(Stored items)
• • • •

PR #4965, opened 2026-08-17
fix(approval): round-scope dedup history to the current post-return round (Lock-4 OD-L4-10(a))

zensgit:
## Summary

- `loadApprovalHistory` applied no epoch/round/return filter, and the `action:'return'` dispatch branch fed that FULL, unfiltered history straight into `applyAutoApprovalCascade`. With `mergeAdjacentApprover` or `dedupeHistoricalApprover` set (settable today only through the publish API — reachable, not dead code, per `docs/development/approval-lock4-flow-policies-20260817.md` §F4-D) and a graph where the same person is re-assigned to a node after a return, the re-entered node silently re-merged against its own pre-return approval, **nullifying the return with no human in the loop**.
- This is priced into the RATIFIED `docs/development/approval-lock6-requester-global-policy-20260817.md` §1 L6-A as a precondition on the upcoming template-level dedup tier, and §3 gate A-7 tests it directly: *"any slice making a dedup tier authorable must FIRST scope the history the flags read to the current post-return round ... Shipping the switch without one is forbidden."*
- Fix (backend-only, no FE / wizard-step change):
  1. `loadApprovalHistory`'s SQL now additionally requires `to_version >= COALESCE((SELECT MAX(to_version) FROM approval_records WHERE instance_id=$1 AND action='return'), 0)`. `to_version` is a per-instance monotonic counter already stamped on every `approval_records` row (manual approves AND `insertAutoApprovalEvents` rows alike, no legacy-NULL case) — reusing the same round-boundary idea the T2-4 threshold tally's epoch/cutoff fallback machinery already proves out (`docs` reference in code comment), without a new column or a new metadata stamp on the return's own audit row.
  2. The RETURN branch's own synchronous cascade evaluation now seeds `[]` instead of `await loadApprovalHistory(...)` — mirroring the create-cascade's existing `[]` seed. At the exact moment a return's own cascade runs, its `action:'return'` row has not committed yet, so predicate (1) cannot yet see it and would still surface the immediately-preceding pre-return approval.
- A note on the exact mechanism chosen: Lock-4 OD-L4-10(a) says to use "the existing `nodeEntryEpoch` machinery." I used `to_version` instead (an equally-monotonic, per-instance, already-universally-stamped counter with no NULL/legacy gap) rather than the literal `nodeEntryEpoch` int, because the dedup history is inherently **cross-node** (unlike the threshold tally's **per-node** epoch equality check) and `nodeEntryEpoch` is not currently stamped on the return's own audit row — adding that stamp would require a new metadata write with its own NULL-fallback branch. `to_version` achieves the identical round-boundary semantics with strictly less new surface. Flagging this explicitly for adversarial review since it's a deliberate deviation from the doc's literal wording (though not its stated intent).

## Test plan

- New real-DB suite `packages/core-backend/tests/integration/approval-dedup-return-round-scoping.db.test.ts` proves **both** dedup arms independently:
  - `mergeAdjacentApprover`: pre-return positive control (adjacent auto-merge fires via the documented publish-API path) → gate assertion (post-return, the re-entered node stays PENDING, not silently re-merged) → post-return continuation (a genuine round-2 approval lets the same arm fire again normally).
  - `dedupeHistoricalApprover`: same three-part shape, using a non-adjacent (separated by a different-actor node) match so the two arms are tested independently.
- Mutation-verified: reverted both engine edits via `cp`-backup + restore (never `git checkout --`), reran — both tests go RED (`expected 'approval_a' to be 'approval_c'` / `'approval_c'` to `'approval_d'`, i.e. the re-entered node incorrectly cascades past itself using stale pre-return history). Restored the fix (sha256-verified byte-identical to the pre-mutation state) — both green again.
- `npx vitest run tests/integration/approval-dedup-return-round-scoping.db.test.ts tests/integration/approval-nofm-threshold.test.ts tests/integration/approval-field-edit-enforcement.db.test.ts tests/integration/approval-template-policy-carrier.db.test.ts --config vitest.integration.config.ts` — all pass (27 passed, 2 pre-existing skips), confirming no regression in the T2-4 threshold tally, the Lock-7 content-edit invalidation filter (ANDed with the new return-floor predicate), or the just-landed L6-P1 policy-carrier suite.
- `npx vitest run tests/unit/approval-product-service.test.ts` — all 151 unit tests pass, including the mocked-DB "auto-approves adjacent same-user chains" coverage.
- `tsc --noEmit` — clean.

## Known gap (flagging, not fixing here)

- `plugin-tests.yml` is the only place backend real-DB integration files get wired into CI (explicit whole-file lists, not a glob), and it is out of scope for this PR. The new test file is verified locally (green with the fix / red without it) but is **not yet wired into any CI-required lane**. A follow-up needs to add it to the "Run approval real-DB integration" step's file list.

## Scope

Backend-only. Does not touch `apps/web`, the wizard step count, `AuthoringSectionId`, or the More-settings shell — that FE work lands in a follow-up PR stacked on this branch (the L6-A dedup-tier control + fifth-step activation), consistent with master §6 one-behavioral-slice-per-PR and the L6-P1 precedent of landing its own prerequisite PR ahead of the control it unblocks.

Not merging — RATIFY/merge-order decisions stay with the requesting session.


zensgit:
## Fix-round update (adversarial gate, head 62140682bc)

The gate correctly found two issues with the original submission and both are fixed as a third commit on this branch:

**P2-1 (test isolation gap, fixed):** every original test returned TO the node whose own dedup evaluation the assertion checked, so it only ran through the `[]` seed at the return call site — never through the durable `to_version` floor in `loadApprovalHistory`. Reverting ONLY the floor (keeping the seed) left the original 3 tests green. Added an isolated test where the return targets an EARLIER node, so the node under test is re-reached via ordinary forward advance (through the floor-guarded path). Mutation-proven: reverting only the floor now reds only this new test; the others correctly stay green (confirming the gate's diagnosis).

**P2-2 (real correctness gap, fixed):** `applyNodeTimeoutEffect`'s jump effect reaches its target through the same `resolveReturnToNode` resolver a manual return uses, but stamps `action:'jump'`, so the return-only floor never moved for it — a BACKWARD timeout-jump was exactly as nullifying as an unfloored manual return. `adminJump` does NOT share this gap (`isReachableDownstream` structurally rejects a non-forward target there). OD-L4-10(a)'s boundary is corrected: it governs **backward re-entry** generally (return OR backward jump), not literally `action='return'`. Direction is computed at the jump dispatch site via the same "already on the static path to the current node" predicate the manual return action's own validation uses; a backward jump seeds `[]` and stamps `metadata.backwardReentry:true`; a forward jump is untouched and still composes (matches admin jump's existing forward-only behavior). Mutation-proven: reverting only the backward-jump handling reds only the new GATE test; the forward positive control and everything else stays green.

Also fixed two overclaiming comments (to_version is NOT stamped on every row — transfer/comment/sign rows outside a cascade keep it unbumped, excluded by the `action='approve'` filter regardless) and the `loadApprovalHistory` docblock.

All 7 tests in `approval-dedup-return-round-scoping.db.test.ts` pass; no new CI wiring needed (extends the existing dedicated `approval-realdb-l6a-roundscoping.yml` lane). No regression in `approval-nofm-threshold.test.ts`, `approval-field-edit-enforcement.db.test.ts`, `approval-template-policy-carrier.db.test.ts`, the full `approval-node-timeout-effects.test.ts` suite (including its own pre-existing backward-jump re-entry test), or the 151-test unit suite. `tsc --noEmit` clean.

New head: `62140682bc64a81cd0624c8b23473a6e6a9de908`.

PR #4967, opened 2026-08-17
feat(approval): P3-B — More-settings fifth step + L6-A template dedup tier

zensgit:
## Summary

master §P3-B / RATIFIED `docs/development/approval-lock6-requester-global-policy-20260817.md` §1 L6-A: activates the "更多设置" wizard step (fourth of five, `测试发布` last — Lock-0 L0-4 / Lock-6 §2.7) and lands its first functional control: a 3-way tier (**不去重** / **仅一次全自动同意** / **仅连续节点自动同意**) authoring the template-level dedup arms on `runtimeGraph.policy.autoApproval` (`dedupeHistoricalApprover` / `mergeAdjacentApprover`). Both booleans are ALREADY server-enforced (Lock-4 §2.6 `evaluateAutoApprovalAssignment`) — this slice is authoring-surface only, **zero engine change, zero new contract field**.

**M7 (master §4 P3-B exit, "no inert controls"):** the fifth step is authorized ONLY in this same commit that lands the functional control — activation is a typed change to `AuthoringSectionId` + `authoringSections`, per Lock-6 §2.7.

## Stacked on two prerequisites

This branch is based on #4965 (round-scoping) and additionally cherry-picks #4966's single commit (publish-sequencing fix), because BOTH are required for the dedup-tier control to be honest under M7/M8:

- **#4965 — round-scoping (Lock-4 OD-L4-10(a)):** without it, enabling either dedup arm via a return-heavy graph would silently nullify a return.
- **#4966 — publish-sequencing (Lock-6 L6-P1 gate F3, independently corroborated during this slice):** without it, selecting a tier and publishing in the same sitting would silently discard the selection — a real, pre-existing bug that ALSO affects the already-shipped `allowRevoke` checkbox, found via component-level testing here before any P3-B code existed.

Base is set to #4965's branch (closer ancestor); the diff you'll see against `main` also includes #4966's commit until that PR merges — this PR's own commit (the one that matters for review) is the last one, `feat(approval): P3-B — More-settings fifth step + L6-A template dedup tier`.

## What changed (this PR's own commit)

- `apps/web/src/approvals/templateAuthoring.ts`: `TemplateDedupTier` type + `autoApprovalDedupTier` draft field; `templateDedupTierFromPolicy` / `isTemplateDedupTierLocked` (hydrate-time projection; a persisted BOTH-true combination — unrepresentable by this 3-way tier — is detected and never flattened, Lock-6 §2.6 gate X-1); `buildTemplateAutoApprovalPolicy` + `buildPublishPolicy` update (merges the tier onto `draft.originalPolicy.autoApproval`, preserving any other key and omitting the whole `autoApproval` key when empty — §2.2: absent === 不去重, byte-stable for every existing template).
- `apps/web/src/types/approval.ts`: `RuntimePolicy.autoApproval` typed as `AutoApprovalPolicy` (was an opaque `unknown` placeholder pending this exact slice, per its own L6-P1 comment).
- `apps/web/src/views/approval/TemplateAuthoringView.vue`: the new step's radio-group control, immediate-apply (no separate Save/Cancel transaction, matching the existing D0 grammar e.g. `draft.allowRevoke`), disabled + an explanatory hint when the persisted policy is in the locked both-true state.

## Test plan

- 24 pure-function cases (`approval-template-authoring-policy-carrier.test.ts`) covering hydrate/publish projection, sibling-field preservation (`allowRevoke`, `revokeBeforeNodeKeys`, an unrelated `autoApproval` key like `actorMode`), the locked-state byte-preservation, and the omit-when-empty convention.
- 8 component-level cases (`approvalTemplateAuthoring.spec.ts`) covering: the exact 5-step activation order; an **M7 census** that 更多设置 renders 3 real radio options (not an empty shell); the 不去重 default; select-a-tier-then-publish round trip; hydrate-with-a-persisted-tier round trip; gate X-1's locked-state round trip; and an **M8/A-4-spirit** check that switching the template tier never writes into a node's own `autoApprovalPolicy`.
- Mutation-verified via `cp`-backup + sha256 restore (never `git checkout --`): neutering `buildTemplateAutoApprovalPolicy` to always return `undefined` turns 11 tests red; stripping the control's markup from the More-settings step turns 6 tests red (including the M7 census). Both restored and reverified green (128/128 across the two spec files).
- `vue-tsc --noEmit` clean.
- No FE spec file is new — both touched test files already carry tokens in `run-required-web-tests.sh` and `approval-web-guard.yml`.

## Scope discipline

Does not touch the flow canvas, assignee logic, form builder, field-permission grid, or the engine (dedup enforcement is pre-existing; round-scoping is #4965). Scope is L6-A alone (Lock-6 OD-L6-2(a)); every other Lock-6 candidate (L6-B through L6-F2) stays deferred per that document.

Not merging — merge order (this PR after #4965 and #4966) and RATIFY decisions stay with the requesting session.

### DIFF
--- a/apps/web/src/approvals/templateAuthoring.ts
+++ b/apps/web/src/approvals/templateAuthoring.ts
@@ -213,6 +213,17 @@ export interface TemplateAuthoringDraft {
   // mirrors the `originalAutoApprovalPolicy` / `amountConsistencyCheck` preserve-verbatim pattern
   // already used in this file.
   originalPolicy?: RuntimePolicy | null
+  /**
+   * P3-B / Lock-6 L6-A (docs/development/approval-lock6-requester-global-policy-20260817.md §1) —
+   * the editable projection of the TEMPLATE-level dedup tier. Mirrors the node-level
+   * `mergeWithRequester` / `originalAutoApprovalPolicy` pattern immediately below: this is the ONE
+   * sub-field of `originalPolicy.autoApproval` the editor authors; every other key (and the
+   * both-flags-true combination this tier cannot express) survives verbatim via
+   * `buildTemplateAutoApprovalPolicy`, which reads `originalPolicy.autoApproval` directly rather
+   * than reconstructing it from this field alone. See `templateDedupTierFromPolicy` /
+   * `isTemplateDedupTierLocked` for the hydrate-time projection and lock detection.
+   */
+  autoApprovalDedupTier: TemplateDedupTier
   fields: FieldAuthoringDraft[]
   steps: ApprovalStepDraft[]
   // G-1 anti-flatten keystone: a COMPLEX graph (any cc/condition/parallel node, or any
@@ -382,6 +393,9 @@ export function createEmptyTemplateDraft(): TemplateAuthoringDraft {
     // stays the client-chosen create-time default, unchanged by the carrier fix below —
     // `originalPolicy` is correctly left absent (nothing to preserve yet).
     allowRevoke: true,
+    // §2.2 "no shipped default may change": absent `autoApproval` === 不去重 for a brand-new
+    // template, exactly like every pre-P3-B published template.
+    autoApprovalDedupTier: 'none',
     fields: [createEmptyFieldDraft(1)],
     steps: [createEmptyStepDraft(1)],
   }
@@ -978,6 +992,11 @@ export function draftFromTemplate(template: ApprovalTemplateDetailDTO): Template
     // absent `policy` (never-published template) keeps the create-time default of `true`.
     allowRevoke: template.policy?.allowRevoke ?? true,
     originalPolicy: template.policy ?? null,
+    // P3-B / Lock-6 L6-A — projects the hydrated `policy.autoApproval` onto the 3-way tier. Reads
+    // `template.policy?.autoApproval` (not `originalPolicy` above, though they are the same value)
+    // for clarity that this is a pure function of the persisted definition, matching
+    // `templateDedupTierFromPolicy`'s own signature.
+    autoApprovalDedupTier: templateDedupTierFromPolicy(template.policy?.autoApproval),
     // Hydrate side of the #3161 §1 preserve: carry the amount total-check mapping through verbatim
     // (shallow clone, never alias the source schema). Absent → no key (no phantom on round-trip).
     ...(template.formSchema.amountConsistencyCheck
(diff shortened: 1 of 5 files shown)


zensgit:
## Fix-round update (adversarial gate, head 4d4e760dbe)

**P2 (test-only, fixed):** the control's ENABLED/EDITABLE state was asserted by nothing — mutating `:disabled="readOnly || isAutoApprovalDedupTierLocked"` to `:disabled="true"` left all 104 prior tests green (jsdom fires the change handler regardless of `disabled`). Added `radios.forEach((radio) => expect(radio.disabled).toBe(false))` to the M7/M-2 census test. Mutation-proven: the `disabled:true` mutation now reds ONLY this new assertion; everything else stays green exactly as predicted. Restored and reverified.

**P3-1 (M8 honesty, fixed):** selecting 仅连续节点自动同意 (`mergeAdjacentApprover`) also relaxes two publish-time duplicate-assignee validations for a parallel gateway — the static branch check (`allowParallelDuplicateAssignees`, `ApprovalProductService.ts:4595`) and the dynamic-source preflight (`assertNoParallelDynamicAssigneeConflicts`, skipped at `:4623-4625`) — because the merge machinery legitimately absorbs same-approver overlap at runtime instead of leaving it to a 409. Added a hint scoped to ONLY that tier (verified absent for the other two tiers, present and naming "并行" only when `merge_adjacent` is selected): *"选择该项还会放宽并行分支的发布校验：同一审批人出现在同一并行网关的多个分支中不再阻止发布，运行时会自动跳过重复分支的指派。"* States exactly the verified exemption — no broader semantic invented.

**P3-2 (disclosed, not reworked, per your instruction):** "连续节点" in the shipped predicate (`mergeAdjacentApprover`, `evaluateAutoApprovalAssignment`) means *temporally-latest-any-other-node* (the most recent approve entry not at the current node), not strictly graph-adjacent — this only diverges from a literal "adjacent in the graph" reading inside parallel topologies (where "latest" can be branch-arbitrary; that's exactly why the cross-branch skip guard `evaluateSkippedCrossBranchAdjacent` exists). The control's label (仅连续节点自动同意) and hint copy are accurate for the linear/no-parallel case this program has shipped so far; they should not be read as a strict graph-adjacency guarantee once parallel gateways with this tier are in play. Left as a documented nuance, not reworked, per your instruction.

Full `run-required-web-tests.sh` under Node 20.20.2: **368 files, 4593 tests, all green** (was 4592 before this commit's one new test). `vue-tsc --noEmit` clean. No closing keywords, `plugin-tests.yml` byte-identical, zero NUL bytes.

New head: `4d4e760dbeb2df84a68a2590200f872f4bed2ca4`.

• • • •

** What you have to do **
The answer must be every line from the records above that contains the word "fields", copied in full.

** Output for this exercise **
   fields: FieldAuthoringDraft[]
     fields: [createEmptyFieldDraft(1)],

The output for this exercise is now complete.